Department of Anesthesiology and Pain Medicine, Chungnam National University Hospital, 282 Munhwa-ro, Jung-gu, Daejeon, 35015, South Korea.
Department of Anesthesiology and Pain Medicine, College of Medicine, Chungnam National University, Daejeon, South Korea.
BMC Anesthesiol. 2021 Dec 10;21(1):310. doi: 10.1186/s12871-021-01522-3.

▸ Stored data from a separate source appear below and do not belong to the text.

PR #1392, opened 2020-06-11
Removing viper lib from viperutil/config_util.go

nbasker:
#### Type of change

- Improvement (improvement to code and performance by avoiding viper library)

#### Description

There is overlap between in the implementation of
`getKeysRecursively` and the viper.Get() implementation.
The viper does yaml.Unmarshal and stores in viper.config,
which is provided to getKeysRecursively and further sub-keys
are available readily and there is no need to fetch
through viper.Get(). Towards the overall objective of
moving away from viper, its usage here can be removed.

Updated the PR with changes to remove "Viper" library from following three modules. These are the modules that were using Viper along with EnhancedExactUnmarshal()/getKeysRecursively() that had overlapping functionality.
1) orderer/common/localconfig
2) internal/configtxgen/genesisconfig
3) common/viperutil

In the common/viperutil/config_util.go introduced a ConfigParser that tracks the config-files, paths, environment variables and unmarshalled-config. It may be better to create a new directory file called common/configparser/configparser.go. Based on review comments of this, shall take up this change.

#### Additional details

Updated unit test of the three modules

go test -race -count 1 -v -run Test github.com/hyperledger/fabric/orderer/common/localconfig | tail -2
PASS
ok      github.com/hyperledger/fabric/orderer/common/localconfig        5.437s
go test -race -count 1 -v -run Test github.com/hyperledger/fabric/internal/configtxgen/genesisconfig | tail -2
PASS
ok      github.com/hyperledger/fabric/internal/configtxgen/genesisconfig        5.884s
go test -race -count 1 -v -run Test github.com/hyperledger/fabric/common/viperutil | tail -2
PASS
ok      github.com/hyperledger/fabric/common/viperutil  5.507s
go test -race -count 1 -v -run Test github.com/hyperledger/fabric/orderer/consensus/etcdraft | tail -2
PASS
ok      github.com/hyperledger/fabric/orderer/consensus/etcdraft        59.218s
go test -race -count 1 -v -run Test github.com/hyperledger/fabric/orderer/consensus/etcdraft | grep SUCCESS!
SUCCESS! -- 105 Passed | 0 Failed | 0 Pending | 0 Skipped

#### Related issues

https://jira.hyperledger.org/browse/FAB-17508


nbasker:
Manually ran the same test case a few times and it passed. Shall resubmit with further cleanup after getting review feedback.

go test -race -count 1 -v -run Test github.com/hyperledger/fabric/orderer/consensus/etcdraft 
<--snip-->                                                                                                                                                      
••2020-06-12 09:10:02.116 IST [test] HandleChain -> INFO 02b EvictionSuspicion not set, defaulting to 10m0s
•                                                                                
Ran 105 of 105 Specs in 44.319 seconds                                           
SUCCESS! -- 105 Passed | 0 Failed | 0 Pending | 0 Skipped                
--- PASS: TestEtcdraft (44.32s)

denyeart:
Tagging @sykesm for review since the PR is related to a Jira he opened.

sykesm (commented):
Thanks for the PR. Sorry for the delay in reviewing. I've been focusing on other things.

Looks like the approach you've taken is to extract a bunch of code from viper and inlined it into the `viperutil` package. While normally I'd push back on that because we wouldn't benefit from the enhancements and fixes from that community, but, given we're stuck on an ancient version, it's probably good enough.

My goal is to do a detailed review over the next day or two. Based on my quick glance, I think there are a few things that were pulled over that we simply don't need and that should be removed (e.g. `SetConfigType`, `AutomaticEnv`), there are some idiomatic Go changes that I'd like to see, and there are tests that need to be backfilled.

common/viperutil/config_util.go
```diff
@@ -24,14 +28,230 @@ import (
...
+	if c.envKeyReplacer != nil {
+		envKey = c.envKeyReplacer.Replace(envKey)
+	}
+	return os.Getenv(envKey)
+}
+
+// Return the parsed config store
+func (c *ConfigParser) GetParsedConfig() map[string]interface{} {
+	return c.config
+}
```
sykesm, line 252: This function is only used by `EnhancedExactUnmarshal` and can probably be unexported.

common/viperutil/config_util.go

The clinical range of central venous pressure (CVP) (typically 5 to 15 mmHg) is much less than the range of mean arterial blood pressure (60 to 120 mmHg), suggesting that CVP may have little impact on estimation of systemic vascular resistance (SVR). The accuracy and feasibility of using an arbitrary CVP rather than actual CVP for the estimation of SVR during intraoperative period is not known.

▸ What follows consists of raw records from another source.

PR #1393, opened 2020-06-11
[FAB-17963] Ch.Part.API: Validate join block

caod123:
#### Type of Change

* New Feature

#### Description

Introduce function for validating the join block received by the
registrar's JoinChannel. `validateJoinBlock` will determine whether the
block contains an application channel or system channel and also whether
the node is a member of the consenter set.

#### Related Issues

Task: [FAB-17963](https://jira.hyperledger.org/browse/FAB-17963)

### DIFF
--- a/orderer/common/channelparticipation/validator.go
+++ b/orderer/common/channelparticipation/validator.go
@@ -1,0 +1,54 @@
+/*
+Copyright IBM Corp. All Rights Reserved.
+
+SPDX-License-Identifier: Apache-2.0
+*/
+
+package channelparticipation
+
+import (
+	"errors"
+	"fmt"
+
+	cb "github.com/hyperledger/fabric-protos-go/common"
+	"github.com/hyperledger/fabric/bccsp/factory"
+	"github.com/hyperledger/fabric/common/channelconfig"
+	"github.com/hyperledger/fabric/protoutil"
+)
+
+// ValidateJoinBlock returns whether this block can be used as a join block for the channel participation API
+// and whether it is an system channel if it contains consortiums, or otherwise
+// and application channel if an application group exists.
+func ValidateJoinBlock(channelID string, configBlock *cb.Block) (isAppChannel bool, err error) {
+	if !protoutil.IsConfigBlock(configBlock) {
+		return false, errors.New("block is not a config block")
+	}
+
+	envelope, err := protoutil.ExtractEnvelope(configBlock, 0)
+	if err != nil {
+		return false, err
+	}
+
+	cryptoProvider := factory.GetDefault()
+	bundle, err := channelconfig.NewBundleFromEnvelope(envelope, cryptoProvider)
+	if err != nil {
+		return false, err
+	}
+
+	// Check channel id from join block matches
+	if bundle.ConfigtxValidator().ChannelID() != channelID {
+		return false, fmt.Errorf("config block channelID [%s] does not match passed channelID [%s]",
+			bundle.ConfigtxValidator().ChannelID(), channelID)
+	}
+
+	// Check channel type
+	_, isSystemChannel := bundle.ConsortiumsConfig()
+	if !isSystemChannel {
+		_, isAppChannel = bundle.ApplicationConfig()
+		if !isAppChannel {
+			return false, errors.New("invalid config: must have at least one of application or consortiums")
+		}
+	}
+
+	return isAppChannel, err
+}
--- a/orderer/common/multichannel/registrar.go
+++ b/orderer/common/multichannel/registrar.go
@@ -417,7 +417,7 @@ func (r *Registrar) ChannelInfo(channelID string) (types.ChannelInfo, error) {
 	return info, nil
 }
 
-func (r *Registrar) JoinChannel(channelID string, configBlock *cb.Block) (types.ChannelInfo, error) {
+func (r *Registrar) JoinChannel(channelID string, configBlock *cb.Block, isAppChannel bool) (types.ChannelInfo, error) {
 	r.lock.RLock()
 	defer r.lock.RUnlock()
 
--- a/orderer/common/multichannel/registrar_test.go
+++ b/orderer/common/multichannel/registrar_test.go
@@ -531,7 +531,7 @@ func TestRegistrar_JoinChannel(t *testing.T) {
 		registrar := NewRegistrar(localconfig.TopLevel{}, ledgerFactory, mockCrypto(), &disabled.Provider{}, cryptoProvider)
 		registrar.Initialize(mockConsenters)
 
-		info, err := registrar.JoinChannel("some-app-channel", &cb.Block{})
+		info, err := registrar.JoinChannel("some-app-channel", &cb.Block{}, false)
 		assert.EqualError(t, err, "system channel exists")
 		assert.Equal(t, types.ChannelInfo{}, info)
 	})
@@ -559,7 +559,7 @@ func TestRegistrar_JoinChannel(t *testing.T) {
 		registrar.CreateChain("my-channel")
 		assert.NotNil(t, registrar.GetChain("my-channel"))
 
-		info, err := registrar.JoinChannel("my-channel", &cb.Block{})
+		info, err := registrar.JoinChannel("my-channel", &cb.Block{}, false)
 		assert.EqualError(t, err, "channel already exists")
 		assert.Equal(t, types.ChannelInfo{}, info)
 	})
@@ -571,10 +571,12 @@ func TestRegistrar_JoinChannel(t *testing.T) {
 
 		ledgerFactory, _ := newLedgerAndFactory(tmpdir, "", nil)
 		mockConsenters := map[string]consensus.Consenter{"not-raft": &mockConsenter{}}
+
 		config := localconfig.TopLevel{}
 		config.General.BootstrapMethod = "none"
 		config.General.GenesisFile = ""
 		registrar := NewRegistrar(config, ledgerFactory, mockCrypto(), &disabled.Provider{}, cryptoProvider)
+
 		assert.Panics(t, func() { registrar.Initialize(mockConsenters) })
 	})
 }
--- a/orderer/common/channelparticipation/mocks/channel_management.go
+++ b/orderer/common/channelparticipation/mocks/channel_management.go
@@ -33,11 +33,12 @@ type ChannelManagement struct {
 	channelListReturnsOnCall map[int]struct {
 		result1 types.ChannelList
 	}
-	JoinChannelStub        func(string, *common.Block) (types.ChannelInfo, error)
+	JoinChannelStub        func(string, *common.Block, bool) (types.ChannelInfo, error)
 	joinChannelMutex       sync.RWMutex
 	joinChannelArgsForCall []struct {
 		arg1 string
 		arg2 *common.Block
+		arg3 bool
 	}
 	joinChannelReturns struct {
 		result1 types.ChannelInfo
@@ -178,17 +179,18 @@ func (fake *ChannelManagement) ChannelListReturnsOnCall(i int, result1 types.Cha
 	}{result1}
 }
 
-func (fake *ChannelManagement) JoinChannel(arg1 string, arg2 *common.Block) (types.ChannelInfo, error) {
+func (fake *ChannelManagement) JoinChannel(arg1 string, arg2 *common.Block, arg3 bool) (types.ChannelInfo, error) {
 	fake.joinChannelMutex.Lock()
 	ret, specificReturn := fake.joinChannelReturnsOnCall[len(fake.joinChannelArgsForCall)]
 	fake.joinChannelArgsForCall = append(fake.joinChannelArgsForCall, struct {
 		arg1 string
 		arg2 *common.Block
-	}{arg1, arg2})
-	fake.recordInvocation("JoinChannel", []interface{}{arg1, arg2})
+		arg3 bool
+	}{arg1, arg2, arg3})
+	fake.recordInvocation("JoinChannel", []interface{}{arg1, arg2, arg3})
 	fake.joinChannelMutex.Unlock()
 	if fake.JoinChannelStub != nil {
-		return fake.JoinChannelStub(arg1, arg2)
+		return fake.JoinChannelStub(arg1, arg2, arg3)
 	}
 	if specificReturn {
 		return ret.result1, ret.result2
@@ -203,17 +205,17 @@ func (fake *ChannelManagement) JoinChannelCallCount() int {
 	return len(fake.joinChannelArgsForCall)
 }
 
-func (fake *ChannelManagement) JoinChannelCalls(stub func(string, *common.Block) (types.ChannelInfo, error)) {
+func (fake *ChannelManagement) JoinChannelCalls(stub func(string, *common.Block, bool) (types.ChannelInfo, error)) {
 	fake.joinChannelMutex.Lock()
 	defer fake.joinChannelMutex.Unlock()
 	fake.JoinChannelStub = stub
 }
 
-func (fake *ChannelManagement) JoinChannelArgsForCall(i int) (string, *common.Block) {
+func (fake *ChannelManagement) JoinChannelArgsForCall(i int) (string, *common.Block, bool) {
 	fake.joinChannelMutex.RLock()
 	defer fake.joinChannelMutex.RUnlock()
 	argsForCall := fake.joinChannelArgsForCall[i]
-	return argsForCall.arg1, argsForCall.arg2
+	return argsForCall.arg1, argsForCall.arg2, argsForCall.arg3
 }
 
 func (fake *ChannelManagement) JoinChannelReturns(result1 types.ChannelInfo, result2 error) {
--- a/orderer/common/channelparticipation/restapi.go
+++ b/orderer/common/channelparticipation/restapi.go
@@ -49,7 +49,7 @@ type ChannelManagement interface {
 	ChannelInfo(channelID string) (types.ChannelInfo, error)
 
 	// JoinChannel instructs the orderer to create a channel and join it with the provided config block.
-	JoinChannel(channelID string, configBlock *cb.Block) (types.ChannelInfo, error)
+	JoinChannel(channelID string, configBlock *cb.Block, isAppChannel bool) (types.ChannelInfo, error)
 
 	// RemoveChannel instructs the orderer to remove a channel.
 	// Depending on the removeStorage parameter, the storage resources are either removed or archived.
@@ -163,7 +163,13 @@ func (h *HTTPHandler) serveJoin(resp http.ResponseWriter, req *http.Request) {
 		return
 	}
 
-	info, err := h.registrar.JoinChannel(channelID, block)
+	isAppChannel, err := ValidateJoinBlock(channelID, block)
+	if err != nil {
+		h.sendResponseJsonError(resp, http.StatusBadRequest, errors.Wrap(err, "invalid join block"))
+		return
+	}
+
+	info, err := h.registrar.JoinChannel(channelID, block, isAppChannel)
 	if err == nil {
 		info.URL = path.Join(URLBaseV1Channels, info.Name)
 		h.logger.Debugf("Successfully joined channel: %s", info)
--- a/orderer/common/channelparticipation/restapi_test.go
+++ b/orderer/common/channelparticipation/restapi_test.go
@@ -17,10 +17,12 @@ import (
 	"path"
 	"testing"
 
+	"github.com/hyperledger/fabric-protos-go/common"
 	"github.com/hyperledger/fabric/orderer/common/channelparticipation"
 	"github.com/hyperledger/fabric/orderer/common/channelparticipation/mocks"
 	"github.com/hyperledger/fabric/orderer/common/localconfig"
 	"github.com/hyperledger/fabric/orderer/common/types"
+	"github.com/hyperledger/fabric/protoutil"
 	"github.com/pkg/errors"
 	"github.com/stretchr/testify/assert"
 	"github.com/stretchr/testify/require"
@@ -245,7 +247,7 @@ func TestHTTPHandler_ServeHTTP_Join(t *testing.T) {
 		fakeManager.JoinChannelReturns(info, nil)
 
 		resp := httptest.NewRecorder()
-		req := genJoinRequestFormData(t, []byte{})
+		req := genJoinRequestFormData(t, validBlockBytes("ch-id"))
 		h.ServeHTTP(resp, req)
 		assert.Equal(t, http.StatusCreated, resp.Result().StatusCode)
 		assert.Equal(t, "application/json", resp.Result().Header.Get("Content-Type"))
@@ -260,7 +262,7 @@ func TestHTTPHandler_ServeHTTP_Join(t *testing.T) {
 		fakeManager, h := setup(config, t)
 		fakeManager.JoinChannelReturns(types.ChannelInfo{}, types.ErrSystemChannelExists)
 		resp := httptest.NewRecorder()
-		req := genJoinRequestFormData(t, []byte{})
+		req := genJoinRequestFormData(t, validBlockBytes("ch-id"))
 		h.ServeHTTP(resp, req)
 		checkErrorResponse(t, http.StatusMethodNotAllowed, "cannot join: system channel exists", resp)
 		assert.Equal(t, "GET", resp.Result().Header.Get("Allow"))
@@ -270,7 +272,7 @@ func TestHTTPHandler_ServeHTTP_Join(t *testing.T) {
 		fakeManager, h := setup(config, t)
 		fakeManager.JoinChannelReturns(types.ChannelInfo{}, types.ErrChannelAlreadyExists)
 		resp := httptest.NewRecorder()
-		req := genJoinRequestFormData(t, []byte{})
+		req := genJoinRequestFormData(t, validBlockBytes("ch-id"))
 		h.ServeHTTP(resp, req)
 		checkErrorResponse(t, http.StatusMethodNotAllowed, "cannot join: channel already exists", resp)
 		assert.Equal(t, "GET, DELETE", resp.Result().Header.Get("Allow"))
@@ -280,7 +282,7 @@ func TestHTTPHandler_ServeHTTP_Join(t *testing.T) {
 		fakeManager, h := setup(config, t)
 		fakeManager.JoinChannelReturns(types.ChannelInfo{}, types.ErrAppChannelsAlreadyExists)
 		resp := httptest.NewRecorder()
-		req := genJoinRequestFormData(t, []byte{})
+		req := genJoinRequestFormData(t, validBlockBytes("ch-id"))
 		h.ServeHTTP(resp, req)
 		checkErrorResponse(t, http.StatusForbidden, "cannot join: application channels already exist", resp)
 	})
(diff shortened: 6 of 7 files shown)


orderer/common/multichannel/registrar.go
```diff
@@ -446,3 +453,65 @@ func (r *Registrar) RemoveChannel(channelID string, removeStorage bool) error {
...
+
+	etcdRaftMetadata := &eb.ConfigMetadata{}
+	err = proto.Unmarshal(ordererConfig.ConsensusMetadata(), etcdRaftMetadata)
+	if err != nil {
+		return false, false, errors.Wrap(err, "failed unmarshaling etcdraft metadata")
+	}
+
+	isMember = false
+	for _, c := range etcdRaftMetadata.Consenters {
+		if r.config.General.ListenAddress == c.Host &&
```
yacovm: It's better to compare the certificates. The reason is that you might have a matching host and port, but if all certificates in the consenter set are different than yours, no consenter will talk to you due to TLS pinning.

orderer/common/multichannel/registrar_test.go
```diff
@@ -510,13 +513,13 @@ func TestBroadcastChannelSupport(t *testing.T) {
 }
 
 func TestRegistrar_JoinChannel(t *testing.T) {
```
tock-ibm: Add a test case that tests that the ChannelId in the channel header matches the method parameter.
Add a test case that exercises the certificate matching, and the isMemeber return value.
Add a test case that exercises bad etcdraft metadata detection.

orderer/common/multichannel/registrar.go
```diff
@@ -446,3 +453,64 @@ func (r *Registrar) RemoveChannel(channelID string, removeStorage bool) error {
...
+		return false, false, errors.Wrap(err, "failed unmarshaling etcdraft metadata")
+	}
+
+	isMember = false
+	for _, c := range etcdRaftMetadata.Consenters {
+		if r.config.General.TLS.Certificate == string(c.ClientTlsCert) {
+			isMember = true
+			break
+		}
+	}
```
tock-ibm: Not sure this is correct. See how they do it here:
etcdraft/consenter.go detectSelfID()
https://github.com/hyperledger/fabric/blob/946016f7f415459447d1e77cf2f3f65eb9d4b78a/orderer/consensus/etcdraft/consenter.go#L106

orderer/common/multichannel/registrar.go
```diff
@@ -446,3 +453,64 @@ func (r *Registrar) RemoveChannel(channelID string, removeStorage bool) error {
...
+	consensusType := ordererConfig.ConsensusType()
+	if consensusType != "etcdraft" {
+		return false, false, fmt.Errorf("join block consensus type is not configured to etcdraft, found type %s", consensusType)
+	}
+
+	etcdRaftMetadata := &eb.ConfigMetadata{}
+	err = proto.Unmarshal(ordererConfig.ConsensusMetadata(), etcdRaftMetadata)
+	if err != nil {
+		return false, false, errors.Wrap(err, "failed unmarshaling etcdraft metadata")
+	}
```
tock-ibm: Need to verify that the etcdRaftMetadata won't cause HandleChain to err, so better to use this as well:
etcdraft/utils.go CheckConfigMetadata() etc,
https://github.com/hyperledger/fabric/blob/946016f7f415459447d1e77cf2f3f65eb9d4b78a/orderer/consensus/etcdraft/util.go#L200

tock-ibm (changes requested):

tock-ibm:
How about adding a method to 

https://github.com/hyperledger/fabric/blob/946016f7f415459447d1e77cf2f3f65eb9d4b78a/orderer/consensus/consensus.go#L19

Say, `ValidateJoinBlock(block) err`?

This way the etcdraft consenter will have access to all the good stuff in etcdraft/util.go, and we won't have to maintain etcdraft specific logic in two places? In addition, solo and kafka consenters simple return an error "not supported" or something like that. 

So in the JoinChannel(), after doing all that we can that is non-specific to a consensus-type, we'll retrieve the right consenter, and invoke this method?

orderer/common/multichannel/registrar_test.go
caod123: Originally I had just added the tests for the registrars `JoinChannel` since that's the exported function that consumers would use instead of the `validateJoinBlock` helper function. Because this PR doesnt actually process the returned values for `isMember` and `isAppChannel` in `JoinChannel` I only had the error cases tested. I can change it to just unit test the helper function though until we actually implement the rest of the `JoinChannel` behavior.

orderer/common/multichannel/registrar.go
caod123: Ah thanks, I was looking for something like this and wasn't sure if what I had was correct.

caod123:
> How about adding a method to
> 
> https://github.com/hyperledger/fabric/blob/946016f7f415459447d1e77cf2f3f65eb9d4b78a/orderer/consensus/consensus.go#L19
> 
> Say, `ValidateJoinBlock(block) err`?
> 
> This way the etcdraft consenter will have access to all the good stuff in etcdraft/util.go, and we won't have to maintain etcdraft specific logic in two places? In addition, solo and kafka consenters simple return an error "not supported" or something like that.
> 
> So in the JoinChannel(), after doing all that we can that is non-specific to a consensus-type, we'll retrieve the right consenter, and invoke this method?

Sounds good, I was hoping to see if we could simplify as much of the validation logic as possible to avoid having to dance around the import cycle, but given the additional validations that are required it probably makes sense to utilize the util functions as you've suggested.

orderer/common/multichannel/registrar.go
```diff
@@ -446,3 +453,64 @@ func (r *Registrar) RemoveChannel(channelID string, removeStorage bool) error {
 	//TODO
 	return errors.New("Not implemented yet")
 }
+
+// validateJoinBlock returns whether this block can be used as a join block for the channel participation API
+// as well as whether the orderer is a member of the consenter set.
+// A join block is a block of either a system channel containing a ConsoritumsConfig, or an application channel
```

Using vital records obtained from patients who underwent neurological and cardiac surgery, the present study retrospectively calculated SVR using fixed values of CVP (0, 5, 10, 15, and 20 mmHg) and randomly changing values of CVP (5 to 15 mmHg) and compared these calculated SVRs with actual SVR, calculated using actual CVP. Differences between actual SVR and SVRs based on fixed and random CVPs were quantified as root mean square error (RMSE) and mean absolute percentage error (MAPE). Bland-Altman analysis and four-quadrant plot analysis were performed.
A total of 34 patients are included, including 18 who underwent neurosurgery and 16 who underwent cardiac surgery; 501,380 s (139.3 h) of data was analyzed. The SVR derived from a fixed CVP of 10 mmHg (SVRf10) showed the highest accuracy (RMSE: 115 and 104 [dynes/sec/cm] and MAPE: 6.3 and 5.7% in neurological and cardiac surgery, respectively). The 95% limits of agreement between SVRf10 and actual SVR were - 208.5 (95% confidence interval [CI], - 306.3 to - 148.1) and 242.2 (95% CI, 181.8 to 340.0) dynes/sec/cm in neurosurgery and - 268.1 (95% CI, - 367.5 to - 207.7) and 163.2 (95% CI, 102.9 to 262.6) dynes/sec/cm in cardiac surgery. All the SVRs derived from the fixed CVPs (regardless of its absolute value) showed excellent trending ability (concordance rate > 0.99).
SVR can be estimated from a fixed value of CVP without causing significant deviation or a loss of trending ability. However, caution is needed when using point estimates of SVR when the actual CVP is expected to be out of the typical clinical range.
This study was registered Clinical Research Information Service, a clinical trial registry in South Korea ( KCT0006187 ).
中心静脉压(CVP)的临床范围(通常为 5 至 15mmHg)远小于平均动脉血压(MAP)的范围(60 至 120mmHg),这表明 CVP 可能对估计全身血管阻力(SVR)的影响不大。在术中期间,使用任意 CVP 值(而非实际 CVP 值)来估计 SVR 的准确性和可行性尚不清楚。
本研究使用接受神经和心脏手术的患者的生命记录,通过固定 CVP 值(0、5、10、15 和 20mmHg)和随机变化的 CVP 值(5 至 15mmHg)来计算 SVR,并将这些计算的 SVR 与使用实际 CVP 计算的实际 SVR 进行比较。实际 SVR 与基于固定和随机 CVP 的 SVR 之间的差异通过均方根误差(RMSE)和平均绝对百分比误差(MAPE)来量化。进行了 Bland-Altman 分析和四象限图分析。
共纳入 34 例患者,其中 18 例接受神经外科手术,16 例接受心脏手术;分析了 501,380s(139.3h)的数据。固定 CVP 为 10mmHg 时的 SVR(SVRf10)显示出最高的准确性(RMSE:神经外科手术分别为 115 和 104[dynes/sec/cm],MAPE:分别为 6.3%和 5.7%;心脏手术分别为 104 和 95[dynes/sec/cm],MAPE:分别为 6.2%和 5.5%)。SVRf10 与实际 SVR 之间的 95%置信区间(CI)分别为 -208.5(95%CI,-306.3 至-148.1)和 242.2(95%CI,181.8 至 340.0)dynes/sec/cm 和-268.1(95%CI,-367.5 至-207.7)和 163.2(95%CI,102.9 至 262.6)dynes/sec/cm。所有基于固定 CVP(无论其绝对值如何)计算的 SVR 均显示出良好的趋势能力(一致性率>0.99)。
可以从固定的 CVP 值估算 SVR,而不会引起显著的偏差或失去趋势能力。然而,当预期实际 CVP 值超出典型临床范围时,使用 SVR 的点估计值时需要谨慎。
本研究在韩国临床试验注册处(Clinical Research Information Service,KCT0006187)进行了注册。